A step has subevents but its first-subevent is not specified.

 

      Example:

 


Checking first-subevent:

Error: I don't know which one of these is the first subevent of Transcription.

1.        the RRNA-Tx

2.        the MRNA-Tx

3.      the TRNA-Tx



Suggested Fixes:

o       Specify the first-subevent of the event.

 

 

2.2. Checking missing subevent link of a step:  

 

A step has first-subevent but the first-subevent is not a subevent.

 

      Example:

 


Checking missing subevent link:

Error: the Transcription is the first-subevent of the Protein-Synthesis but not its subevent.



Suggested Fixes:

o       Make the first-subevent a subevent of the event.

 

 

 

 

2.3. Checking unreached steps:  

 

     When the next-subevent ordering among substeps is not correct, some steps cannot be simulated.  SHAKEN will report any steps unreached during the simulation.

 

      Example:

 


Checking unreached steps:

Note: These steps were not executed due to missing ordering constraints.

1.        the TRNA-Tx

2.        the MRNA-Tx

3.        the RRNA-Tx

 



Suggested fixes:

o    Add or modify next-event/subevent/first-subevent links among the steps so that they refer to the unreached steps.

 

2.4. Checking parallel steps:  

 

     Sometimes events are supposed to happen in parallel at the same time. This is indicated when there are several first-event links and several next-event links for a step.  SHAKEN checks if there are any inconsistencies with your specification of sequential events (next-step) and parallel events.

 

      Example:

                                                               

Checking ordering between parallel events:

Error: I expect that the Transcription and the Produce are parallel because they are both the first-subevents but there is an ordering between them: the Transcription before the Produce.


Suggested fixes:

o  Modify or delete next-event links between the parallel events.

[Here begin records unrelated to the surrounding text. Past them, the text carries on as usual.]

PR #1332, opened 2018-08-07
Explicit filterable datasources

csams:
Allow developers to mark a `RegistryPoint` or datasource as `filterable=True`.

1. Datasources that provide implementations for `RegistryPoint`s inherit their `filterable`, `raw`, and `multi_output` values automatically, and they can't be overridden.
2. Attempting to add a filter to any datasource not marked as filterable will raise an exception.
3. Any rule that depends on a filterable datasource but does not add a filter to it from the rule module will cause an exception during the rule's integration tests.

\#3 will cause many rule integration test failures at the moment. Both \#2 and \#3 can be disabled if the environment variable `INSIGHTS_FILTERS_ENABLED=False`.


insights/specs/__init__.py
```diff
@@ -207,71 +207,71 @@ class Specs(SpecSet):
...
+    neutron_metadata_agent_ini = RegistryPoint(filterable=True)
+    neutron_metadata_agent_log = RegistryPoint(filterable=True)
+    neutron_ovs_agent_log = RegistryPoint(filterable=True)
     neutron_plugin_ini = RegistryPoint()
-    neutron_server_log = RegistryPoint()
+    neutron_server_log = RegistryPoint(filterable=True)
     nfnetlink_queue = RegistryPoint()
-    nfs_exports_d = RegistryPoint(multi_output=True)
-    nfs_exports = RegistryPoint()
+    nfs_exports_d = RegistryPoint(multi_output=True, filterable=True)
```
lonicerae: Any reason we add filters to the `nfs_exports_d` and `nfs_exports` specs?

xiangce: @lonicerae there are filters added for the 2 specs in some security plugins, then we have to add filters in insights-rules to make sure the expected lines will be collected.

xiangce: @csams @lonicerae  - After checking the related rules in security rules, I believe the filters should be removed. And the two specs (`nfs_exports` and `nfs_exports_d`) should be filtered.

https://gitlab.cee.redhat.com/insights-open-source/insights-prodsec-rules/blob/master/prodsec/rules/hardening_nfs.py
https://gitlab.cee.redhat.com/insights-open-source/insights-prodsec-rules/blob/master/prodsec/rules/hardening_nfs_world_access.py

xiangce:
@csams - Is there any chance to make the filter check more intelligent?
For example, for specs `virt_who_conf` and `odbc_ini`, some common filters have been added in the parsers already. 
https://github.com/RedHatInsights/insights-core/blob/master/insights/parsers/virt_who_conf.py
https://github.com/RedHatInsights/insights-core/blob/master/insights/parsers/odbc.py
But due to the filter-check in this patch, we have to add them again in the plugins repo, such as,

https://github.com/RedHatInsights/insights-plugins/pull/982/files#diff-f4dc8a0c01f2bed8148e1b78ba8187d7R42
https://github.com/RedHatInsights/insights-plugins/pull/981/files#diff-57146b9c64356f5f0f8630579c0311f1R27

Of course, we could also remove them from the parser and add them in the rules' upper `__init__.py`

insights/specs/__init__.py
xiangce: Removed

o  Modify or delete first-subevent links.

 

 

2.5. Checking loops:  

     

     SHAKEN checks if there are any loops among subevents, and warns you if it finds any so you can confirm that it was intended.


Suggested fixes:

o    Modify or delete next-event links among the steps involved in the loops.

 

 

2.6. Checking unnecessary links:  

     

     The definitions of events in the component library include conditions and effects of each kind of event.  When a substep goes before another one it is typically because it achieves something needed by the later step.  SHAKEN checks the definitions in the component library and warns you if the ordering among the substeps seem to be unnecessary.

      Example:

                                                               

Checking specified order of steps:

Note: These requirements seemed to be unnecessary given the definitions currently I have about those steps:

1.        DNA-Melting before Copy called Transcribe: DNA-Melting does nothing that Copy called Transcribe needs.

2.        Copy called Transcribe before Sigma-Release: Copy called Transcribe does nothing that Sigma-Release needs.

3.        Sigma-Release before Move-To: Sigma-Release does nothing that Move-To needs.

           
Suggested fixes:

o    Modify or delete next-event links

 

 

3. CHECKING ROLE ASSIGNMENTS

 

3.1. Checking role assignments:  

     

     Check if there are roles of an event that require having an object assigned to them and have no objects assigned. 


Suggested fixes:

o    Specify role value of the object.

 

 


4. Other simulation results

 

 4.1. Simulation paths

 

This shows all the possible alternative sequences of subevents that are possible given what you have specified.

 

4.2. Steps that enable other steps to take place  

              

Check and show what steps cause effects that enable other steps to happen.  This is another way of checking the conditions and effects of each step.

 

Step A enabled B because step A produces effects that achieve a condition of step B. 

 

      Example: The Hold step enabled the Carry step because after Hold, The agent of the Be-Held becomes the Organism called Horse.